There is a further provision where an employee is protected in the following case:
- In circumstances of danger which they reasonably believe to be serious and imminent and that employee refuses to work or work in a particular part of the place of work.
It is important that you have a whistleblowing policy in place which covers the following:
- Those who are responsible for the policy.
- An explanation of what whistleblowing is, that is to say the types of suspected wrongdoing or dangers to be covered.
- A procedure for raising a whistleblowing concern. It should be noted that for a whistle-blower to be protected in law the disclosure should be to an appropriate person. It is recommended to have a nominated person within the organisation to whom complaints can be raised.
- Confidentiality in relation to complaints must be covered.
- A procedure for investigation and delivering outcome.
- An appeal or review in the event that the individual is not satisfied.
- The circumstances in which an external disclosure (e.g. to a regulator) may be appropriate and acceptable.
- A clear statement that whistleblowers will not suffer any detriment and that they will be supported through the process.
It should be remembered that an employee who is subjected to a detriment or dismissal is protected from day 1: there is no qualifying period for a claim of unfair dismissal because of a protected disclosure. Where they are subjected to a detriment, there is a possibility for injury to feelings. The level of compensation for an unfair dismissal resulting from whistleblowing is unlimited.
- Collective Consultation
A very important area on non-compliance by employers since lockdown started has been a failure to consult representatives when making large-scale redundancies. It should be noted that collective consultation obligations could also apply where there is the potential to dismiss if employees do not accept a variation of contract.

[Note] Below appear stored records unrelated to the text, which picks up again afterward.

PR #15790, opened 2025-12-17
[WIP] prototype: Add Avro reader

izchen:
Implemented a native Avro reader based on Apache avro-cpp (release-1.12.1).


velox/connectors/hive/HiveConnectorUtil.cpp
```diff
@@ -604,6 +604,8 @@ void configureReaderOptions(
 
     readerOptions.setFileFormat(hiveSplit->fileFormat);
   }
+
+  readerOptions.serDeOptions().parameters = hiveSplit->serdeParameters;
```
Yuhta: We don't forward this blindly

Yuhta:
This is a large feature that needs maintainers.  Do we have candidate for maintainers for this?

izchen:
> This is a large feature that needs maintainers. Do we have candidate for maintainers for this?

Thanks for raising this.

This feature is actively used and maintained by our team internally. 
I will be the primary point of contact and maintainer, and we have multiple engineers familiar with the code who can provide backup support.

velox/connectors/hive/HiveConnectorUtil.cpp
izchen: Good point. I've updated this so that only a whitelisted set of keys is forwarded, and only when `format == AVRO`.

izchen:
The `Ubuntu Benchmark` CI failed due to a false positive from static analysis, which is the same issue as reported in #15245. 
I plan to add `VELOX_SUPPRESS_STRINGOP_OVERFLOW_WARNING` to fix it.

izchen:
The `Collect Build Metrics` and `Run Checks / clang-tidy` CI jobs failed because avro-cpp is not installed in the `ghcr.io/facebookincubator/velox-dev:adapters` image. (On Ubuntu, it can be installed via `./scripts/setup-ubuntu.sh install_avro`)

mbasmanova:
> This feature is actively used and maintained by our team internally.

@izchen Welcome to the community. Which company are you from?

mbasmanova:
> based on avro-cpp (release-1.12.1).

Can we avoid introducing a new dependency and instead implement the reader in Velox directly? Dependency management is hard and makes building Velox difficult.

The obligation to consult with representatives kicks in if it is intended to dismiss 20 or more people for a reason unconnected to the individuals. This is quite a broad definition and does take into account not only redundancy in the classic sense but also things such as significant contractual changes.
One of the practical difficulties is that before the minimum period allowed for consultation kicks in (30 days if there are 20 – 99 dismissals proposed or 45 days if there are 100 or more) it is necessary to ensure that representatives are in place.
One possibility is for an employer to have in place a representative body of employees for information and consultation. Their duties could also include being a representative in the event that collective consultation is needed.
Introducing employee representatives on an ongoing basis will prepare an employer for uncertain times ahead.
- Last but not Least: Amendments to Contracts of Employment
A number of areas of your contract of employment should be seriously considered as a result of the Covid-19 pandemic.
Overall it is likely that employers will want to ensure that the contracts of employment give them maximum flexibility in the event of a crisis or significantly changed circumstance.
Reviews to the following provisions are recommended:
- Lay off and short-time working: these clauses became unfashionable in recent years but the possibility of being able to do this without a breach of contract as an alternative to redundancy in a crisis situation is highly attractive.
- Clauses to allow for requiring employees to work from home as opposed to working in the office.
- Provisions for allowing variation in working hours in terms of flexibility and reduced pay on a pro-rata basis.
Please remember that in April 2020 new requirements were introduced to the statutory obligation to provide a Principal Statement of Terms of Employment. This statement must now be provided from day one of employment and must also provide an increased range of information. It must be provided to workers as well as employees.
A thorough review of your contracts and policies may be in order!